**PROMPT:** Word for word, write out all of the data below.

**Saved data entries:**
PR #356, opened 2019-02-14
Fix <base> tag rendering.

eskimor:
The generated uris for `static @` should really be absolute and not relative. In a project of mine, we now have some frontend uris which change the path to no longer being "/", without this change static resource loading is broken.

### DIFF
--- a/lib/backend/src/Obelisk/Backend.hs
+++ b/lib/backend/src/Obelisk/Backend.hs
@@ -37,7 +37,6 @@ import Data.Text (Text)
 import qualified Data.Text as T
 import Data.Text.Encoding
 import Obelisk.Asset.Serve.Snap (serveAsset)
-import Obelisk.ExecutableConfig.Inject (injectExecutableConfigs)
 import Obelisk.Frontend
 import Obelisk.Route
 import Obelisk.Snap.Extras (doNotCache, serveFileIfExistsAs)
@@ -167,9 +166,8 @@ mkRouteToUrl validFullEncoder =
 
 renderGhcjsFrontend :: MonadIO m => (route -> Text) -> route -> Frontend route -> m ByteString
 renderGhcjsFrontend urlEnc route f = do
-  let baseTag  = elAttr "base" ("href" =: "/") blank --TODO: Figure out the base URL from the routes
-      ghcjsPreload = elAttr "link" ("rel" =: "preload" <> "as" =: "script" <> "href" =: "ghcjs/all.js") blank
+  let ghcjsPreload = elAttr "link" ("rel" =: "preload" <> "as" =: "script" <> "href" =: "ghcjs/all.js") blank
       ghcjsScript = elAttr "script" ("language" =: "javascript" <> "src" =: "ghcjs/all.js" <> "defer" =: "defer") blank
   liftIO $ renderFrontendHtml urlEnc route
-    (baseTag >> _frontend_head f >> injectExecutableConfigs >> ghcjsPreload)
+    (_frontend_head f >> ghcjsPreload)
     (_frontend_body f >> ghcjsScript)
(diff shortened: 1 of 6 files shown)


3noch:
Ideally the `/static` portion would be determined by some "root static path" configuration/route instead of hardcoded.

ryantrinkle:
@eskimor The way we do this right now is to add a `<base>` tag to the head, which should always set the app's base path to the same place.  If this isn't working, we should see if we can fix it some other way.

The issue with making `static` produce an absolute path is that then that path would have to be baked in at compile-time, would have to change between platforms, etc.  Seems complicated, to me.

Can you give some more info on the problems you're seeing?

3noch:
Should obelisk have a way to set up `<base>` for you based on route config?

ryantrinkle:
@3noch It does: see the head of this: view-source:https://reflex-frp.org/docs

ryantrinkle:
Oh, maybe it's not based on the route config; but it definitely sets the base for you.

3noch:
Oh this must be a newer feature. Awesome.

ryantrinkle:
This was added along with routes, because otherwise routes are constantly broken in the exact way @eskimor described.

eskimor:
Thanks @ryantrinkle  - I was not aware of the \<base\> tag. What was causing problems for pact-web was twofold:

1. The base tag does not get added in `renderJsaddleFrontend`.
2. It gets added in `renderGhcjsFrontend` - but only after the head of the frontend gets rendered, which is too late if the head of the frontend already contained some references (which is the case for pact-web).

Both are now fixed by this PR.

lib/backend/src/Obelisk/Backend.hs
```diff
@@ -171,5 +171,5 @@ renderGhcjsFrontend urlEnc route f = do
       ghcjsPreload = elAttr "link" ("rel" =: "preload" <> "as" =: "script" <> "href" =: "ghcjs/all.js") blank
       ghcjsScript = elAttr "script" ("language" =: "javascript" <> "src" =: "ghcjs/all.js" <> "defer" =: "defer") blank
   liftIO $ renderFrontendHtml urlEnc route
-    (_frontend_head f >> injectExecutableConfigs >> baseTag >> ghcjsPreload)
+    (baseTag >> _frontend_head f >> injectExecutableConfigs >> ghcjsPreload)
```
ryantrinkle: Huh, I wouldn't have expected the order to matter here; can you elaborate, and maybe add a comment mentioning that it's important?

lib/run/src/Obelisk/Run.hs
```diff
@@ -152,7 +152,8 @@ renderJsaddleFrontend :: (route -> Text) -> route -> Frontend route -> IO ByteSt
 renderJsaddleFrontend urlEnc r f =
   let jsaddleScript = elAttr "script" ("src" =: "/jsaddle/jsaddle.js") blank
       jsaddlePreload = elAttr "link" ("rel" =: "preload" <> "as" =: "script" <> "href" =: "/jsaddle/jsaddle.js") blank
-  in renderFrontendHtml urlEnc r (_frontend_head f >> injectExecutableConfigs >> jsaddlePreload) (_frontend_body f >> jsaddleScript)
+      baseTag  = elAttr "base" ("href" =: "/") blank --TODO: Figure out the base URL from the routes
+  in renderFrontendHtml urlEnc r (baseTag >> _frontend_head f >> injectExecutableConfigs >> jsaddlePreload) (_frontend_body f >> jsaddleScript)
```
ryantrinkle: Is it possible to share the rendering logic with Obelisk.Backend?

eskimor: I'll look into it!

lib/backend/src/Obelisk/Backend.hs
eskimor: Will do and I will test again to make really sure - but I tested twice already, so I am pretty sure already.

eskimor:
@ryantrinkle ok moved the common parts to `renderFrontendHtml` where they should be - at least that what makes sense to me and added comment about the order.

lib/run/src/Obelisk/Run.hs
eskimor: Done

ryantrinkle:
Thanks!

PR #357, opened 2019-02-19
Db more routes combinators

danbornside:


lib/route/src/Obelisk/Route.hs
```diff
@@ -859,4 +864,20 @@ renderObeliskRoute e r =
       enc = (pageNameEncoder . hoistParse (pure . runIdentity) e)
   in (T.pack . uncurry (<>)) $ encode enc r
 
+readShowEncoder :: (MonadError Text parse, Read a, Show a, Applicative check) => Encoder check parse a PageName
+readShowEncoder = singlePathSegmentEncoder . unsafeTshowEncoder
+
+
+integralEncoder :: (MonadError Text parse, Applicative check, Integral a) => Encoder check parse a Integer
+integralEncoder = prismEncoder (Numeric.Lens.integral)
```
3noch: extra parens

benkolera:
Was removing the deriveShowTagIdentity intentional? Because maybeEncoder requires a show instance, this breaks anything with a `(Maybe (R Subroute))`. Reflex-examples fails to compile with:

```
common/src/Common/Route.hs:71:58: error:
    • Could not deduce (Data.Dependent.Sum.ShowTag Example Identity)
        arising from a use of ‘maybeEncoder’
      from the context: b ~ Maybe (R Example)
        bound by a pattern with constructor:
                   FrontendRoute_Examples :: FrontendRoute (Maybe (R Example)),
                 in a case alternative
        at common/src/Common/Route.hs:71:7-28
```

ali-abrar:
@benkolera Thanks for pointing this out. Didn't mean to bundle this with @danbornside's encoders.

ali-abrar:
See https://github.com/obsidiansystems/obelisk/pull/365

PR #359, opened 2019-02-20
cliapp, command: Use lenient utf8 decoding

ali-abrar:


ali-abrar:
I was getting some errors like this at the end of `ob deploy push`:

**RESPONSE AREA:**
PR #356, opened 2019-02-14
Fix <base> tag rendering.

eskimor:
The generated uris for `static @` should really be absolute and not relative. In a project of mine, we now have some frontend uris which change the path to no longer being "/", without this change static resource loading is broken.

### DIFF
--- a/lib/backend/src/Obelisk/Backend.hs
+++ b/lib/backend/src/Obelisk/Backend.hs
@@ -37,7 +37,6 @@ import Data.Text (Text)
 import qualified Data.Text as T
 import Data.Text.Encoding
 import Obelisk.Asset.Serve.Snap (serveAsset)
-import Obelisk.ExecutableConfig.Inject (injectExecutableConfigs)
 import Obelisk.Frontend
 import Obelisk.Route
 import Obelisk.Snap.Extras (doNotCache, serveFileIfExistsAs)
@@ -167,9 +166,8 @@ mkRouteToUrl validFullEncoder =
 
 renderGhcjsFrontend :: MonadIO m => (route -> Text) -> route -> Frontend route -> m ByteString
 renderGhcjsFrontend urlEnc route f = do
-  let baseTag  = elAttr "base" ("href" =: "/") blank --TODO: Figure out the base URL from the routes
-      ghcjsPreload = elAttr "link" ("rel" =: "preload" <> "as" =: "script" <> "href" =: "ghcjs/all.js") blank
+  let ghcjsPreload = elAttr "link" ("rel" =: "preload" <> "as" =: "script" <> "href" =: "ghcjs/all.js") blank
       ghcjsScript = elAttr "script" ("language" =: "javascript" <> "src" =: "ghcjs/all.js" <> "defer" =: "defer") blank
   liftIO $ renderFrontendHtml urlEnc route
-    (baseTag >> _frontend_head f >> injectExecutableConfigs >> ghcjsPreload)
+    (_frontend_head f >> ghcjsPreload)
     (_frontend_body f >> ghcjsScript)
(diff shortened: 1 of 6 files shown)


3noch:
Ideally the `/static` portion would be determined by some "root static path" configuration/route instead of hardcoded.

ryantrinkle:
@eskimor The way we do this right now is to add a `<base>` tag to the head, which should always set the app's base path to the same place.  If this isn't working, we should see if we can fix it some other way.

The issue with making `static` produce an absolute path is that then that path would have to be baked in at compile-time, would have to change between platforms, etc.  Seems complicated, to me.

Can you give some more info on the problems you're seeing?

3noch:
Should obelisk have a way to set up `<base>` for you based on route config?

ryantrinkle:
@3noch It does: see the head of this: view-source:https://reflex-frp.org/docs

ryantrinkle:
Oh, maybe it's not based on the route config; but it definitely sets the base for you.

3noch:
Oh this must be a newer feature. Awesome.

ryantrinkle:
This was added along with routes, because otherwise routes are constantly broken in the exact way @eskimor described.

eskimor:
Thanks @ryantrinkle  - I was not aware of the \<base\> tag. What was causing problems for pact-web was twofold:

1. The base tag does not get added in `renderJsaddleFrontend`.
2. It gets added in `renderGhcjsFrontend` - but only after the head of the frontend gets rendered, which is too late if the head of the frontend already contained some references (which is the case for pact-web).

Both are now fixed by this PR.

lib/backend/src/Obelisk/Backend.hs
```diff
@@ -171,5 +171,5 @@ renderGhcjsFrontend urlEnc route f = do
       ghcjsPreload = elAttr "link" ("rel" =: "preload" <> "as" =: "script" <> "href" =: "ghcjs/all.js") blank
       ghcjsScript = elAttr "script" ("language" =: "javascript" <> "src" =: "ghcjs/all.js" <> "defer" =: "defer") blank
   liftIO $ renderFrontendHtml urlEnc route
-    (_frontend_head f >> injectExecutableConfigs >> baseTag >> ghcjsPreload)
+    (baseTag >> _frontend_head f >> injectExecutableConfigs >> ghcjsPreload)
```
ryantrinkle: Huh, I wouldn't have expected the order to matter here; can you elaborate, and maybe add a comment mentioning that it's important?

lib/run/src/Obelisk/Run.hs
```diff
@@ -152,7 +152,8 @@ renderJsaddleFrontend :: (route -> Text) -> route -> Frontend route -> IO ByteSt
 renderJsaddleFrontend urlEnc r f =
   let jsaddleScript = elAttr "script" ("src" =: "/jsaddle/jsaddle.js") blank
       jsaddlePreload = elAttr "link" ("rel" =: "preload" <> "as" =: "script" <> "href" =: "/jsaddle/jsaddle.js") blank
-  in renderFrontendHtml urlEnc r (_frontend_head f >> injectExecutableConfigs >> jsaddlePreload) (_frontend_body f >> jsaddleScript)
+      baseTag  = elAttr "base" ("href" =: "/") blank --TODO: Figure out the base URL from the routes
+  in renderFrontendHtml urlEnc r (baseTag >> _frontend_head f >> injectExecutableConfigs >> jsaddlePreload) (_frontend_body f >> jsaddleScript)
```
ryantrinkle: Is it possible to share the rendering logic with Obelisk.Backend?

eskimor: I'll look into it!

lib/backend/src/Obelisk/Backend.hs
eskimor: Will do and I will test again to make really sure - but I tested twice already, so I am pretty sure already.

eskimor:
@ryantrinkle ok moved the common parts to `renderFrontendHtml` where they should be - at least that what makes sense to me and added comment about the order.

lib/run/src/Obelisk/Run.hs
eskimor: Done

ryantrinkle:
Thanks!

PR #357, opened 2019-02-19
Db more routes combinators

danbornside:


lib/route/src/Obelisk/Route.hs
```diff
@@ -859,4 +864,20 @@ renderObeliskRoute e r =
       enc = (pageNameEncoder . hoistParse (pure . runIdentity) e)
   in (T.pack . uncurry (<>)) $ encode enc r
 
+readShowEncoder :: (MonadError Text parse, Read a, Show a, Applicative check) => Encoder check parse a PageName
+readShowEncoder = singlePathSegmentEncoder . unsafeTshowEncoder
+
+
+integralEncoder :: (MonadError Text parse, Applicative check, Integral a) => Encoder check parse a Integer
+integralEncoder = prismEncoder (Numeric.Lens.integral)
```
3noch: extra parens

benkolera:
Was removing the deriveShowTagIdentity intentional? Because maybeEncoder requires a show instance, this breaks anything with a `(Maybe (R Subroute))`. Reflex-examples fails to compile with:

```
common/src/Common/Route.hs:71:58: error:
    • Could not deduce (Data.Dependent.Sum.ShowTag Example Identity)
        arising from a use of ‘maybeEncoder’
      from the context: b ~ Maybe (R Example)
        bound by a pattern with constructor:
                   FrontendRoute_Examples :: FrontendRoute (Maybe (R Example)),
                 in a case alternative
        at common/src/Common/Route.hs:71:7-28
```

ali-abrar:
@benkolera Thanks for pointing this out. Didn't mean to bundle this with @danbornside's encoders.

ali-abrar:
See https://github.com/obsidiansystems/obelisk/pull/365

PR #359, opened 2019-02-20
cliapp, command: Use lenient utf8 decoding

ali-abrar:


ali-abrar:
I was getting some errors like this at the end of `ob deploy push`:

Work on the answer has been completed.